■ Your assignment:
The line containing "signed when built" marks the end, so write out exactly every line from the top of the entries below through that one.

■ Saved data entries:
PR #173, opened 2020-09-14
Add repo signature tests

oliverkurth:
This add tests for checking the signatures of packages. It depends on https://github.com/vmware/tdnf/pull/171 .

Following changes are made:
* all packages will be signed when built
* there is no passphrase for the generated key because piping that to gpg is too complex (requires expect)
* adds 5 test functions (one negative, 4 positive)
* the rpm-sign package had to be added to the Fedora docker image

Merge should squash all individual commits

### DIFF
--- a/pytests/repo/setup-repo.sh
+++ b/pytests/repo/setup-repo.sh
@@ -28,27 +28,16 @@ mkdir -p ${BUILD_PATH}/BUILD \
 	 ${PUBLISH_PATH} \
 	 ${TEST_REPO_DIR}/yum.repos.d
 
-rpmbuild  --define "_topdir ${BUILD_PATH}" \
-	  -r ${BUILD_PATH} -ba ${REPO_SRC_DIR}/*.spec > /dev/null 2>&1
-
-cp -r ${BUILD_PATH}/RPMS ${PUBLISH_PATH}
-
-createrepo ${PUBLISH_PATH} > /dev/null 2>&1
-
-modifyrepo ${REPO_SRC_DIR}/updateinfo-1.xml ${PUBLISH_PATH}/repodata
-modifyrepo ${REPO_SRC_DIR}/updateinfo-2.xml ${PUBLISH_PATH}/repodata
-
 #gpgkey data for unattended key generation
-GPG_PASS=`openssl rand -base64 8`
 cat << EOF > ${TEST_REPO_DIR}/gpgkeydata
      %echo Generating a key for repogpgcheck signatures
+     %no-protection
      Key-Type: default
      Subkey-Type: default
      Name-Real: tdnf test
      Name-Comment: tdnf test key
      Name-Email: tdnftest@tdnf.test
      Expire-Date: 0
-     Passphrase: ${GPG_PASS}
      %commit
      %echo done
 EOF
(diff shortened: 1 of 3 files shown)


pytests/tests/test_signature.py
```diff
@@ -0,0 +1,90 @@
...
+    if url != None:
+        utils.run(['sed', '-i', '/gpgkey/s@.*@gpgkey={}@g'.format(url), tdnf_repo])
+
+# 'wrong' key in repo config, expect fail
+def test_install_nokey(utils):
+    set_gpgcheck(utils, True)
+    set_repo_key(utils, DEFAULT_KEY)
+    pkgname = utils.config["sglversion_pkgname"]
+    ret = utils.run([ 'tdnf', 'install', '-y', pkgname])
+    assert(ret['retval']  == (1514 & 0xff))
```
sidcha: This is no longer needed. You can check for full return codes.

oliverkurth: Nice! Fixed.

sidcha:
CI failure looks legit. Can you fix them?

oliverkurth:
> CI failure looks legit. Can you fix them?

It depends on https://github.com/vmware/tdnf/pull/171 . I can disable that test, but that then would need to be reverted when the PR 171 is merged.

sidcha:
> > CI failure looks legit. Can you fix them?
> 
> It depends on #171 . I can disable that test, but that then would need to be reverted when the PR 171 is merged.

Okay. Let's hold this then.

oliverkurth:
> > > CI failure looks legit. Can you fix them?

> > It depends on #171 . I can disable that test, but that then would need to be reverted when the PR 171 is merged.
> 
> Okay. Let's hold this then.

PR #171 is merged, so this passes now.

■ Solution for this problem:
PR #173, opened 2020-09-14
Add repo signature tests

oliverkurth:
This add tests for checking the signatures of packages. It depends on https://github.com/vmware/tdnf/pull/171 .

Following changes are made:
* all packages will be signed when built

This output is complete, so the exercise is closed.